Pada masa kepemimpinan Susuhan Amangkurat II inilah kemudian ibukota Kesultanan Mataram dipindahkan ke daerah di timur yang bernama Kartasura.
Sejarah kembali membuktikan bahwa suatu kekuasaan justru goyah dan runtuh akibat orang-orangnya sendiri. Itulah yang kemudian terjadi pada Kesultanan Mataram.
Susuhan Amangkurat II memiliki anak yang bernama Susuhan Amangkurat III. Namun juga, Susuhan Amangkurat II memiliki anak lain yang bernama Pangeran Puger. Pangeran Puger ini kemudian memiliki nama Paku Buwono I.
Terjadi perebutan takhta. Susuhan Amangkurat III lantas dibuang ke suatu wilayah yang jauh yang bernama Sri Lanka –ia tetap di sana hingga akhir hayatnya. Kemudian tampuk kepemimpinan berganti dan dipegang oleh anak dari Paku Buwono I yang diberi nama Susuhan Amangkurat IV. Dari Susuhan Amangkurat IV kemudian diturunkan kepada anaknya yang bernama Paku Buwono II. Dari Paku Buwono II kemudian berlanjut lagi kepada anaknya yang bernama Paku Buwono III.
Pada masa kepemimpinan Paku Buwono II terjadi sebuah pemberontakan di dalam tubuh Kesultanan Mataram.
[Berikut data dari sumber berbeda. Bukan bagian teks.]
PR #1414, opened 2020-05-11
Update edge build script

aviav:
REDMINE-17508


tf:
Ah yes, I forgot to change this in #1404. But the frontend file is not simply gone, it turned into a [output directory](https://github.com/codevise/pageflow/blob/7c8d2268814490a0456dd3ae6da95794b72af3e5/rollup.config.js#L195) for multiple chunks. In my local workspace there are actually a lot of old versions of these chunk files. So we probably need to `git clean -xf` the directory during build. Also we need to update the `gemspec` to include this directory.

tf:
see #1415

Masuklah pada saat itu VOC. VOC menawari sebuah bantuan namun dengan harga yang sangat mahal. Dan tawaran itu diterima oleh Paku Buwono II. Pemberontakan pun kemudian berhasil dipadamkan dengan bantuan VOC.
Sebuah keputusan berani telah diambil oleh Paku Buwono II. Ia menggadaikan kedaulatan Kesultanan Mataram kepada VOC. Jika Kesultanan Mataram tidak berhasil melunasi hutang-hutangnya –biaya perang melawan pemberontak yang diberikan oleh VOC– dalam tenggat waktu yang disepakati, maka VOC secara sah akan mengakuisisi kedaulatan Kesultanan Mataram. Singkatnya, Kesultanan Mataram akan menjadi kekuasaan VOC.
Istana Mataram kemudian menempati lokasi baru yakni berada di daerah bernama Surakarta –disebut juga Solo di kemudian hari.
Susuhan Amangkurat IV memiliki anak-anak lain, yakni Pangeran Mangkunegara dan Pangeran Mangkubumi. Pangeran Mangkunegara adalah anak tertuanya. Kemudian hari Pangeran Mangkunegara memiliki seorang anak yang bernama Raden Mas Said yang dijuluki sebagai Mangkunegara I.Sosok Raden Mas Said ini telah menjadi seorang pemberontak sejak berumur belia. Ia telah melakukan perlawanan terhadap tubuh kesultanan Mataram sendiri. Di kemudian hari Ia dijuluki sebagai Pangeran Sambernyawa karena kemampuannya dalam berperang yang sangat hebat dan mampu mencabut nyawa lawan-lawannya.